Normally I am not much of a visual thinker but I can't seem to understand what you are looking for. Its obvious that you are not trying to make a circle because your control point at the center would curve inward rather than outward like a circle would. (besides the location of control pointers to approximate conic sections is a well understood problem and you can find articles on the subject).

so it sounds like your problem is:

You have two anchor pointer P0 and P2 laying on a circle C such that P0 != P2. At the moment you have P1 at the center of C but this is causing problems because the curve is too sharp.

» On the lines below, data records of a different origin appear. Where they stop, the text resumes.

PR #2577, opened 2026-06-04
hw-mgmt: ifupdown: Restore ifquery guard and retry log wording

vadimp-nvidia:
Drop auto/hotplug ifquery -l check so usb0 stanzas without those keywords still get ifup. Revert retry log text to avoid log analyzer false positives.


felixradensky (commented):
Please restore the original code:
# Check if interface is defined in /etc/network/interfaces
if ! ifquery "$INTERFACE" >/dev/null 2>&1; then
        log_err "Interface $INTERFACE is not defined in /etc/network/interfaces"
        exit 1
fi

vadimp-nvidia:
RERUN

felixradensky (approved):

PR #2582, opened 2026-06-04
hw-mgmt: config: Add support for generic system configuration

vadimp-nvidia:
Allow new platforms to describe hw-management settings in /etc/<HID>/hw-management-platform.json instead of adding a new *_specific() function in hw-management.sh.

Split check_system() into:
- check_system_internal() for legacy board/product dispatch
- check_system_json() to load and apply the platform JSON
- check_system_bmc_redfish_login() for BMC Redfish login

Add hw-management-platform-json.sh to parse JSON using the existing BusyBox-safe hw-management-json-parser.sh. JSON can set shell variables, config files, I2C connection tables, named busses, PSU/ASIC maps, and whitelisted actions.

Add examples/hw-management-platform-example.json as schema reference for new platform bring-up.

### DIFF
--- a/examples/README.md
+++ b/examples/README.md
@@ -1,0 +1,36 @@
+<!-- SPDX-FileCopyrightText: NVIDIA CORPORATION & AFFILIATES -->
+
+# `examples/`
+
+Reference material for host CPU **hw-management** tooling: sample JSON,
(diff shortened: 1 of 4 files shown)


vadimp-nvidia:
RERUN

PR #2818, opened 2026-08-17
hw-mgmt: bmc: align A2D leakage config JSON format

dzaguri-nv:
Unify the HI189 leakage config notation with the OpenBMC platform configs: same key order, comment style and channel naming.

Remove the per-channel CfgReg/CfgRegVal entries from the ADS7924 Channels[] array. The configuration script never reads them; the window comparator codes are derived from the Types[] NormalMin/NormalMax and Scale, so the values were inert.

Thresholds, scales, buses, addresses and the MAX1363 and ADS1015 device blocks are unchanged.


dzaguri-nv:
RERUN

PR #2824, opened 2026-08-17
hw-mgmt: scripts: Fix updater service stop timeout

sholeksandr:
Issue: hw-management-thermal-updater.service failed with result 'timeout' (SIGKILL after stop-sigterm).

RC: CPython PEP 475 restarted blocking sx_core sysfs reads, so SIGTERM did not take effect within TimeoutStopSec=5. MAINPID was also a sh -c wrapper, and InterruptedError was treated as a normal read error.

Fix: Raise ShutdownRequested from the signal handler, do not swallow InterruptedError, ExecStart the Python process as MAINPID, and raise TimeoutStopSec to 15s. atomic_file_write cleans tmp files on shutdown without wrapping it as Exception.

bug: 5221586

### DIFF
--- a/debian/hw-management.hw-management-peripheral-updater.service
+++ b/debian/hw-management.hw-management-peripheral-updater.service
@@ -8,9 +8,9 @@ StartLimitIntervalSec=1200
 StartLimitBurst=5
 
 [Service]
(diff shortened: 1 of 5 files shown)


sholeksandr:
RERUN

vadimp-nvidia (approved):

PR #2825, opened 2026-08-17
hw-mgmt: patches: Fix SN6600_LD SODIMM temperature sensor driver

felixradensky:
SN6600_LD was erroneously using JC42 SODIMM temperature sensor driver, which is not suitable for DDR5 memories. This patch switches the platform to use SPD5118 driver instead.

Bug: 5215587


felixradensky:
RERUN

acoifmannvidia (approved):

PR #2828, opened 2026-08-18
hw-mgmt: scripts: Generate kernel module dependencies only if necessary

felixradensky:
Generating kernel module dependencies each time hw-mgmt starts is unnecessary and time consuming. Regenerate them only if module dependencies database does not exist or is older than some of the kernel module files.

Bug: 5204171


felixradensky:
RERUN

vadimp-nvidia (approved):

PR #2830, opened 2026-08-18
hw-mgmt: scripts: Generate kernel module dependencies only if necessary

felixradensky:
Generating kernel module dependencies each time hw-mgmt starts is unnecessary and time consuming. Regenerate them only if module dependencies database or module alias database do not exist or older than some of the kernel module files.

Bug: 5204171


vadimp-nvidia (approved):

felixradensky:
RERUN

PR #2837, opened 2026-08-19
hw-mgmt: patches: 6.1-6.12: Update kernel patches for mp2855

vadimp-nvidia:
The MP2855 dynamically changes its VOUT over-voltage and under-voltage fault thresholds depending on the operating point.

Currently the driver reads the OV/UV threshold selectors only once during probe and stores the corresponding offsets in ov_off[] and uv_off[]. In addition, the PMBus core normally caches limit values.

As a result, inX_crit and inX_lcrit can become stale when the MP2855 changes its VID/load-dependent threshold.

Mark the VOUT OV/UV fault limits as dynamic using pmbus_set_update() and read the current threshold selector whenever the limit is requested.

Remove the probe-time threshold cache since the offsets are now obtained dynamically.

Also fix the missing assignment of the return value from mp2855_rails_vout_thresholds_get() in the original probe code.

FR https://redmine.mellanox.com/issues/5221265
Follow up https://redmine.mellanox.com/issues/5203078


vadimp-nvidia:
RERUN

felixradensky (approved):

PR #2839, opened 2026-08-19
hw-mgmt: scripts: Add bash completion for hw-management.sh

sholeksandr:
Operators typing hw-management.sh on the switch have to remember
action names (start, stop, chipup, chipdown, ...). Add a bash
completion drop-in under /etc/bash_completion.d/ so Tab completes
those actions and, for chipup/chipdown, ASIC index and PCI bus id.

Install the file from Debian packaging. Suggest bash-completion
so the drop-in is sourced.


sholeksandr:
RERUN

acoifmannvidia (approved):

PR #2847, opened 2026-08-20
hw-mgmt: scripts: Add LED software/hardware control owner indication

sholeksandr:
Userspace needs to know whether a chassis LED is controlled by software,
hardware, or both.

Expose the LED control owner through:
./led/led_<name>_control

The LED owner can optionally be defined in config/led_control_type.

The default owner is led_hw_sw.

Possible options:

led_sw - LED state is controlled by the OS from userspace.
led_hw - LED state is automatically controlled by the hardware (CPLD)
state machine.
led_hw_sw - LED state is automatically controlled by the hardware, but
can also be controlled by userspace.


sholeksandr:
RERUN

PR #2855, opened 2026-08-21
hw-mgmt: scripts: Align VR DPC flash with OpenBMC shared logic

vasily-vityukov-tandemg:
Drop the unused i2c_cmd expected-exit 0 argument and run i2cset via argv.
Accept HI###/hi### HID. Compare DPC_REVISION_ID_PAGE and PAGE2_MAX_REG
with cfg_to_int so decimal config values are not parsed as hex.
Read the CSV revision field via process substitution so a failed gate actually aborts.
Restore Infineon write-protect on early exit; skip or confirm before clearing WP.
Abort batch update if JSON validation fails.

### DIFF
--- a/usr/usr/bin/hw-management-read-vr-model-version.sh
+++ b/usr/usr/bin/hw-management-read-vr-model-version.sh
@@ -104,24 +104,18 @@ log_message()
     echo "[$level] $message"
 }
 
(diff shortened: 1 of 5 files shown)


vasily-vityukov-tandemg:
RERUN

vasily-vityukov-tandemg:
RERUN

vadimp-nvidia (approved):

PR #2860, opened 2026-08-23
hw-mgmt: tc: Replace service-file patching with a launcher script

acoifmannvidia:
Reverts 8f04e45f (Preserve TC run state across hw-management restart) and fixes the root cause properly.

Problem: hw-management-tc.service shipped a hardcoded v2.0 ExecStart. hw-management-start-post.sh patched the unit file on every boot and scheduled a daemon-reload + restart to pick up the new binary.  The state-file mechanism in 8f04e45f worked around the resulting races but left the design ownership wrong: hw-management was deciding which TC binary to run instead of the TC service itself.

Fix: introduce hw_management_tc_launcher.sh as ExecStart.  The launcher reads tc_version from tc_config.json (written by set_config_data before hw-management.service becomes active) and exec()s the matching Python binary directly, making Python the systemd MAINPID.  Because the right binary is chosen on every start, no unit-file patching, daemon-reload, or restart is needed.

Changes:
- hw-management-tc.service: ExecStart -> launcher; drop ExecStop kill wrapper and state-file ExecStartPost/ExecStop hooks
- hw_management_tc_launcher.sh: new launcher (exec, not sh -c)
- hw-management-start-post.sh: remove get_tc_version(), service-file sed patching, FragmentPath lookup, consume_tc_saved_state() call, tc_should_reload/restart/is_active variables and daemon-reload step
- hw-management-helpers.sh: remove tc_state_file and consume_tc_saved_state()
- hw-management-tc.service.8: document launcher approach
- test_hw_management_start_post_tc.py: replace state-file and reload tests with launcher version-selection tests (17 tests, all pass)

Bug: 5200160

### DIFF
--- a/debian/hw-management.hw-management-tc.service
+++ b/debian/hw-management.hw-management-tc.service
@@ -1,5 +1,5 @@
 [Unit]
-Description=Thermal control service (ver 2.0) of Nvidia systems
+Description=Thermal control service of Nvidia systems
 After=hw-management.service
 Requires=hw-management.service
 PartOf=hw-management.service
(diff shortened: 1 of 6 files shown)


felixradensky:
@greptileai review

PR #2864, opened 2026-08-25
hw-mgmt: thermal: Fix PWM stuck high after tacho error recovery

sholeksandr:
Issue: After a simulated fan tacho error, PWM correctly rose to the
fan_err.tacho dmin (65%). After restoring the real tacho sysfs, PWM
stayed at 65% and never recovered. Seen with TC 2.5.

RC: TC 2.5 stores PWM as float percent after a 0..255 sysfs round-trip,
so read PWM can differ from set PWM by <1% (65.0 -> 166/255 -> 65.1).
_validate_rpm required exact pwm_curr == pwm_set to treat speed as
settled. After the tacho-fault PWM bump that equality never became
true, so the cached tacho fault stuck and PWM stayed high.

Fix: Treat PWM as settled when |read-set| < 1. Add a unit test that a
50 vs 50.2 mismatch can still clear a cached tacho fault.

Bug: 5232793

### DIFF
--- a/tests/offline/test_hw_management_fan_validate_rpm.py
+++ b/tests/offline/test_hw_management_fan_validate_rpm.py
@@ -151,6 +151,24 @@ def test_validate_rpm_read_pwm_mismatch_uses_cached_false(module_name, tc_mod, t
 
 
 @pytest.mark.parametrize("tacho_idx", [1, 2])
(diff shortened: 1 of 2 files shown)


sholeksandr:
RERUN

sholeksandr:
RERUN

vadimp-nvidia (approved):

acoifmannvidia (approved):

PR #2867, opened 2026-08-25
hw-mgmt: thermal: SPC1: Add fallback in case if I2C ASIC driver failure

vadimp-nvidia:
This change is only for SPC1 based systems. After mlxsw_minimal chipup fails, thermal sysfs PWM is missing and TC cannot force full speed. Set PWM to 100% via mlxreg MFSC.

The reason of these failures might be HW issue: system before re-spin, bad serial cable. Or in some rare case problem with I2C communication from CPU to SPC1.
In case the problem with the serial cable - the suggestion to replace the cable by cables recommended by Nvidia.

It was agreed on the following SW approach:
In case issue happened after cold reboot - just reboot system again.
In case issue happened after warm reboot - need to change code and set PWM to 100%, so it will stay at full speed with no changes.

Bug #4966961

### DIFF
--- a/tests/offline/test_hw_management_chipup_pwm_fail.py
+++ b/tests/offline/test_hw_management_chipup_pwm_fail.py
@@ -1,0 +1,260 @@
+#!/usr/bin/env python3
+################################################################################
+# SPDX-FileCopyrightText: NVIDIA CORPORATION & AFFILIATES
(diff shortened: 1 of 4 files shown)


sholeksandr (approved):

vadimp-nvidia:
RERUN

vadimp-nvidia:
RERUN

PR #401, opened 2019-03-19
Change test runner to jest

billytrend:
This is to allow us to leverage jest snapshot testing.

Includes: 

* vscode launch.json jobs
* source maps
* tests take the same amount of time as before


test/wireFormatGeneratorTests.ts
```diff
@@ -1,24 +0,0 @@
-// Copyright (c) Microsoft Corporation. All rights reserved.
-// Licensed under the MIT License. See License.txt in the project root for license information.
-
-import * as glob from "glob"
-import * as jsYaml from "js-yaml"
-import * as path from "path"
-// tslint:disable-next-line: no-implicit-dependencies
-import * as should from "should"
-
-const yamlPaths = glob.sync(path.join(__dirname, "swaggers/**/yaml/*.yml"))
```
billytrend: afaict no files match this glob so no tests were running for this file

package.json
```diff
@@ -111,7 +111,7 @@
   "scripts": {
     "tsc": "tsc",
     "tslint": "tslint --project tsconfig.json ./*.ts ./lib/**/*.ts ./test/**/*.ts ./types/**/*.ts",
-    "test": "npm run tsc && npm run tslint && nyc mocha ./dist/test/**/*.js -t 10000 --reporter mocha-junit-reporter --reporter spec",
+    "test": "npm run tsc && npm run tslint && jest --ci --reporters=default --reporters=jest-junit",
```
sergey-shandar: Does Jest have code coverage? Does it use `NYC` so we can see coverage for `.ts` files?

sergey-shandar: We also need to report to test-results.xml so Azure DevOps recognize it.

vladbarosan: it has, we use in the portal

vladbarosan: i think we have the same config as in the portal and there it gets picked up, maybe something else needs to be done if it doesnt show now

billytrend: done

billytrend: yeah it looks exactly the same as how it was being output before

test/wireFormatGeneratorTests.ts
billytrend: @vladbarosan can you confirm this is fine or tell me what files this should be run on please?

vladbarosan: @billytrend no idea what the wireFormatGenerator is @sergey-shandar  you know ?

PR #405, opened 2019-03-27
Seperate request response

vladbarosan:
- refactor live validator
- expose separate validate request and response calls.


lib/validators/liveValidator.ts
```diff
@@ -9,7 +9,7 @@ import * as msRest from "ms-rest"
 import * as os from "os"
 import * as path from "path"
 import { ParsedUrlQuery } from "querystring"
-import * as url from "url"
+import * as URL from "url"
```
sergey-shandar: It should be `url`. Even is it's an abbreviation.

lib/models/requestResponse.ts
```diff
@@ -42,10 +42,10 @@ export class RequestResponse {
   /**
    * Defines the metadata of RequestResponse
    *
-   * @returns {object} metadata of RequestResponse
+   * @returns metadata of RequestResponse
    *
    */
-  public mapper() {
+  public mapper(): object {
```
sergey-shandar: I believe, this is autogenerated file.

package.json
```diff
@@ -1,6 +1,6 @@
 {
   "name": "oav",
-  "version": "0.14.8",
+  "version": "0.14.9",
```
sergey-shandar: Is it potentially breaking changes?

vladbarosan: well so far its not, although im thinking of making some breaking changes

lib/models/requestResponse.ts
vladbarosan: ah yea I saw the notice now

lib/validators/liveValidator.ts
vladbarosan: eh I changed it since I was getting some shadowed variable tslint errors

lib/validators/liveValidator.ts
```diff
@@ -332,29 +350,132 @@ export class LiveValidator {
...
 
+  /**
+   *  Validates live request.
+   */
+  public validateLiveRequest(
+    liveRequest: LiveRequest,
+    specOperation?: Operation
+  ): RequestValidationResult {
+    let operation = specOperation
+    if (!operation) {
```
ericwill-msft: Is there a use case for validating the request against a different operation than the one specified by the request url + method? If not we may want to remove specOperation from the parameters.

vladbarosan: well, that part was introduced mostly so that if we already have the operation, we dont need to find it again ( see usage in `validateRequestResponse`)

ericwill-msft: Couple questions then:
- Do we return the operation so it can be passed in again? Looks like we return an OperationInfo which has an OperationId but not an Operation... 
- Should we check for cases where the provided Operation doesn't match what we would have resolved if it were not provided? Maybe this is an error/warning condition?

ericwill-msft:
Do we need additional tests to cover the changes?

lib/validators/liveValidator.ts
vladbarosan: > Do we return the operation so it can be passed in again? Looks like we return an OperationInfo which has an OperationId but not an Operation...
We dont want to return the operation, we just return the validation result ( which will contain the op_id against it was executed ). usually you would need like you mentioned only the method and url, thats why we don't expose the `findSpecOperation` since except internally doesnt really makes sense to have it ( unless you test some stuff and you keep the url and method I guess and just change the payload, for that case we could expose it ).

> Should we check for cases where the provided Operation doesn't match what we would have resolved if it were not provided? Maybe this is an error/warning condition?
Wellll, i mean in that case we can even skip passing it, since the point is to skip having to do that.

vladbarosan:
> Do we need additional tests to cover the changes?
@ericwill-msft  yes. now that we have the response type ill add a couple of tests for all 3 scenarios  ( request, response, pair)

vladbarosan:
guys if there is anything else please have a look, otherwise good to go from my side, finally live validation tests in oav :)

vladbarosan:
as a follow up will look to make the inner error a more specific type

PR #408, opened 2019-04-01
Improve inner error type

vladbarosan:


test/__snapshots__/liveValidatorTests.ts.snap
```diff
@@ -41,7 +165,7 @@ Object {
       Object {
         "code": "ENUM_CASE_MISMATCH",
         "documentationUrl": "",
-        "inner": undefined,
+        "inner": Array [],
```
sergey-shandar: Please, leave it as undefined.

PR #410, opened 2019-04-05
fix exit code

sergey-shandar:


lib/commands/validate-example.ts
```diff
@@ -33,9 +34,11 @@ export async function handler(argv: yargs.Arguments): Promise<void> {
       pretty: argv.p
     }
     if (specPath.match(/.*composite.*/gi) !== null) {
-      await validate.validateExamplesInCompositeSpec(specPath, vOptions)
+      const result = await validate.validateExamplesInCompositeSpec(specPath, vOptions)
+      return iterator.flat(result).some(() => true) ? 1 : 0
     } else {
-      await validate.validateExamples(specPath, operationIds, vOptions)
+      const result = await validate.validateExamples(specPath, operationIds, vOptions)
+      return iterator.some(result, () => true) ? 1 : 0
```
veronicagg: is result here an array of errors and empty if no errors exist? if so, why not return `result.length > 0 ? 1 : 0`

lib/commands/validate-spec.ts
```diff
@@ -21,9 +22,11 @@ export async function handler(argv: yargs.Arguments): Promise<void> {
       pretty: argv.p
     }
     if (specPath.match(/.*composite.*/gi) !== null) {
-      await validate.validateCompositeSpec(specPath, vOptions)
+      const result = await validate.validateCompositeSpec(specPath, vOptions)
+      return iterator.some(result, v => !v.validityStatus) ? 1 : 0
     } else {
-      await validate.validateSpec(specPath, vOptions)
+      const result = await validate.validateSpec(specPath, vOptions)
+      return result.validityStatus ? 0 : 1
```
veronicagg: can you remind me what validityStatus is for?

lib/cliSuppressExceptions.ts
```diff
@@ -3,9 +3,9 @@
 
 import { log } from "./util/logging"
 
-export const cliSuppressExceptions = async (f: () => Promise<void>): Promise<void> => {
+export const cliSuppressExceptions = async (f: () => Promise<number>): Promise<void> => {
   try {
-    await f()
+    process.exitCode = await f()
```
veronicagg: is it [here](https://github.com/Azure/oav/blob/21d90189f5ba347d88784998bda244dde6b3f86c/lib/commands/validate-example.ts#L38) where validateExamples command exit code returns? if so will the exit code propagate out of the "handler" so it's returned as the cli exit code?

lib/commands/validate-spec.ts
sergey-shandar: It's a Boolean flag whish is `true` if the spec is valid and `false` otherwise. Why do we have it? I don't know.

lib/cliSuppressExceptions.ts
sergey-shandar: In this case, `f` is `validateExample`.

package.json
```diff
@@ -1,5 +1,6 @@
 {
   "name": "oav",
+  "version": "0.16.1",
```
vladbarosan: duplicate

lib/validators/specValidator.ts
```diff
@@ -52,7 +52,7 @@ export interface ValidationResultScenarios {
 }
 
 export interface SpecValidationResult extends ModelValidation {
-  validityStatus: unknown
+  validityStatus: boolean
```
vladbarosan: can we leave it as unknown, ill update today in another PR with another breaking change

sergey-shandar: No, we need to change in this PR so we can use the flag.

lib/commands/validate-spec.ts
```diff
@@ -21,9 +22,11 @@ export async function handler(argv: yargs.Arguments): Promise<void> {
       pretty: argv.p
     }
     if (specPath.match(/.*composite.*/gi) !== null) {
-      await validate.validateCompositeSpec(specPath, vOptions)
+      const result = await validate.validateCompositeSpec(specPath, vOptions)
+      return iterator.some(result, v => !v.validityStatus) ? 1 : 0
```
veronicagg: could similar logic as my previous comment be applied here? is it required to check on validity status for each result?

lib/commands/validate-spec.ts
veronicagg: ok, is checking on results.length for this case not enough? do we need to check on validityStatus?

lib/commands/validate-example.ts
```diff
@@ -33,9 +34,11 @@ export async function handler(argv: yargs.Arguments): Promise<void> {
       pretty: argv.p
     }
     if (specPath.match(/.*composite.*/gi) !== null) {
-      await validate.validateExamplesInCompositeSpec(specPath, vOptions)
+      const result = await validate.validateExamplesInCompositeSpec(specPath, vOptions)
+      return iterator.flat(result).some(() => true) ? 1 : 0
```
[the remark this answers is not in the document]
sergey-shandar: No, it can't because it's an array of arrays. Some of them can be empty.

lib/commands/validate-spec.ts
sergey-shandar: No, if at least one is failed the job has to fail.

lib/validators/specValidator.ts
sergey-shandar: We need it as `Boolean` for this PR.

So you would like to place P1 proportionally closer to the anchor points.

So you plan was to find the midpoint M between P0 and P2, find the line passing between this midpoint and the center of C.

This seems pretty easy (and linear so there should be no need for sqrts.

Finding the midpoint is pretty easy, you can either find the average of the components OR you can use linerar interpolation. since we will need linear interpolation to find the point between the midpoint and the center it makes sense to just use it for both applications.

(note I have not put any of this code though a compiler so if it is broken Let me know and I will help you fix).

```Coordinate linearInterp(Coordinate pFrom, Coordinate pTo, double s) {
Coordinate point;
point.x = (pTo.x - pFrom.x)*s + pFrom.x;
point.x = (pTo.y - pFrom.y)*s + pFrom.y;
return point;
}
...
Coordinate midpoint = linearInterp(P0, P2, 0.5);
P1 = linearInterp(center, midpoint, weight);
// Note Weight = 0 puts P1 at the center,
//      weight = 1 put P1 at the midpoint,
//      weight between 0 and 1 puts P1
//      proportionally between the center and the midpoint
//      so for example .25 is 25% of the way, .5 50% etc.
```

Of course I may be way off on what you are trying to do. But I hope that this helps.